_Work item:_
In the records below, how many lines hold the string "dasch"? Give only the number.
*** Data provided Section Begins ***
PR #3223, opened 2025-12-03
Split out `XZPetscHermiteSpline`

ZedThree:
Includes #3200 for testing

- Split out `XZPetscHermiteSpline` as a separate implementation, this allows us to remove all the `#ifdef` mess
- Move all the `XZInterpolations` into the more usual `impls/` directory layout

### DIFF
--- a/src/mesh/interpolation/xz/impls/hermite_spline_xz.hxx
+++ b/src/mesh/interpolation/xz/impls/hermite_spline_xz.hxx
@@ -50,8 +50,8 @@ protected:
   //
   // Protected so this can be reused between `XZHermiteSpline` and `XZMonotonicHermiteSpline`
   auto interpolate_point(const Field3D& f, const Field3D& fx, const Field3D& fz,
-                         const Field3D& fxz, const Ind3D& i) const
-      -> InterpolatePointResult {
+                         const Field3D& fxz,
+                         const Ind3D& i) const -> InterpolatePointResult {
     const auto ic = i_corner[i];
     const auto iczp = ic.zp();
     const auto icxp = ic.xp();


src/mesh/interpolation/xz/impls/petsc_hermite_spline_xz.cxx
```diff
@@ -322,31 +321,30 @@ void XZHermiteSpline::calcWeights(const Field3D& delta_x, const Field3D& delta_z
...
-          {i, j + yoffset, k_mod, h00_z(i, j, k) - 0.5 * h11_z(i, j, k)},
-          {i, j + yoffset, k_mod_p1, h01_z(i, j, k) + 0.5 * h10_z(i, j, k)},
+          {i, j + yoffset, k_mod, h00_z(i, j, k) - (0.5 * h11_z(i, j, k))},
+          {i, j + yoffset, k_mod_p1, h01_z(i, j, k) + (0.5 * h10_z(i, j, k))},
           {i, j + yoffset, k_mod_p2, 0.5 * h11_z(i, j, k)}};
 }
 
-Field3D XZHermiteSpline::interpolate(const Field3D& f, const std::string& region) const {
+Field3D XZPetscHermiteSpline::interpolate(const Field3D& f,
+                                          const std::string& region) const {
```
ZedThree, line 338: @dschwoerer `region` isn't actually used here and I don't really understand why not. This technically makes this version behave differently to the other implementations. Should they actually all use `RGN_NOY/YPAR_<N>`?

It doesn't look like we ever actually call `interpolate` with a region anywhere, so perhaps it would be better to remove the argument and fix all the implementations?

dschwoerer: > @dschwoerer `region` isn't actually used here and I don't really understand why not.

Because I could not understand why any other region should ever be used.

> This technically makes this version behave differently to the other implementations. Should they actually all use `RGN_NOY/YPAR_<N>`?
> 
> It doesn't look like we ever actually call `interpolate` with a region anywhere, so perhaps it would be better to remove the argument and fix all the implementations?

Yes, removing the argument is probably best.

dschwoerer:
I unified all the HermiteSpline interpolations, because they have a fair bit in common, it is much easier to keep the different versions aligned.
*** Data provided Section Ends ***
*** Data provided Section Begins ***
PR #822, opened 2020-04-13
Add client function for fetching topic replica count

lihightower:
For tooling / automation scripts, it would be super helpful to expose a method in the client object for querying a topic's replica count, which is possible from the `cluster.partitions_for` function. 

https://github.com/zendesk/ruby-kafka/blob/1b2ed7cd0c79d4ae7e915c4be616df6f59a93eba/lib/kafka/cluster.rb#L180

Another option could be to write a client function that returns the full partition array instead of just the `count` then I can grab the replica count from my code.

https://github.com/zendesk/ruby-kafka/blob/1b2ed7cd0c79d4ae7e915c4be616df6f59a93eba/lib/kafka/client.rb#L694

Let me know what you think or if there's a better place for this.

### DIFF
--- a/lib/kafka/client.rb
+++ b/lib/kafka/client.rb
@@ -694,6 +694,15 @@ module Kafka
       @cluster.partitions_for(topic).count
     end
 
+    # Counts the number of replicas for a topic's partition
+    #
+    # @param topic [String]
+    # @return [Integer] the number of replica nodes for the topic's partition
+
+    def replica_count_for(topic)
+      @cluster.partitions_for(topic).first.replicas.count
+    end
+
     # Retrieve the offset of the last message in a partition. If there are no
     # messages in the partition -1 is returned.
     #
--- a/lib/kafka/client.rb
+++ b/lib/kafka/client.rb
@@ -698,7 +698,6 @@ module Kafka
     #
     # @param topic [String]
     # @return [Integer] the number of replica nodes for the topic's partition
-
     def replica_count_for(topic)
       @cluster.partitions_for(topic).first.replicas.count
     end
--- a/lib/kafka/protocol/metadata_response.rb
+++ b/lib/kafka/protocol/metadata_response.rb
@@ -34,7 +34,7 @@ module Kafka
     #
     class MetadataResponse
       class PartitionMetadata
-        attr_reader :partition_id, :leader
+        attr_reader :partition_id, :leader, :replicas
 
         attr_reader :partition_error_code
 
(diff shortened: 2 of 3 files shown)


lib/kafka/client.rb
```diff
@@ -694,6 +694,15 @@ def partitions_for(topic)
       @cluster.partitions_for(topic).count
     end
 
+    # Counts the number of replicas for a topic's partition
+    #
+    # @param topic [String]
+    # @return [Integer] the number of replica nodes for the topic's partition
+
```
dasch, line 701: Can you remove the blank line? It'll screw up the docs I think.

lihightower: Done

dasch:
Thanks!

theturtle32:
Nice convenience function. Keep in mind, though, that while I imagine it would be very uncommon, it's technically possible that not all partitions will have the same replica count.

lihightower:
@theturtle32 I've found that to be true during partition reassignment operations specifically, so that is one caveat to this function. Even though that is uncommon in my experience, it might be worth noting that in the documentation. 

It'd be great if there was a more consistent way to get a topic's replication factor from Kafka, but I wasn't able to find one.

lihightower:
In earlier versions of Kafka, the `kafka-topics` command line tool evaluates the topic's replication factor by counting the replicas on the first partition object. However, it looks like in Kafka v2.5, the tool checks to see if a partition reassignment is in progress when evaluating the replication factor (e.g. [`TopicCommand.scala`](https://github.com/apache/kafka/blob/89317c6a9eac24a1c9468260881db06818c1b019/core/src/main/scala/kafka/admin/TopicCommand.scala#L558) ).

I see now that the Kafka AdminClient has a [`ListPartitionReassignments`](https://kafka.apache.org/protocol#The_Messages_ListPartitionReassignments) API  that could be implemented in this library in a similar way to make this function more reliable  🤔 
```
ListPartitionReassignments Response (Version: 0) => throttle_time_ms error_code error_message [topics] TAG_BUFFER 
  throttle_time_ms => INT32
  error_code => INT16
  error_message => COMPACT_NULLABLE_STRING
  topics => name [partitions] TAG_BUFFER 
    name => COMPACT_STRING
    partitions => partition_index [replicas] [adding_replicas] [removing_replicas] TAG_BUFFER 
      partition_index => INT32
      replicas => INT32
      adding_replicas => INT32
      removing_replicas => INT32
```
*** Data provided Section Ends ***
_Response below:_
2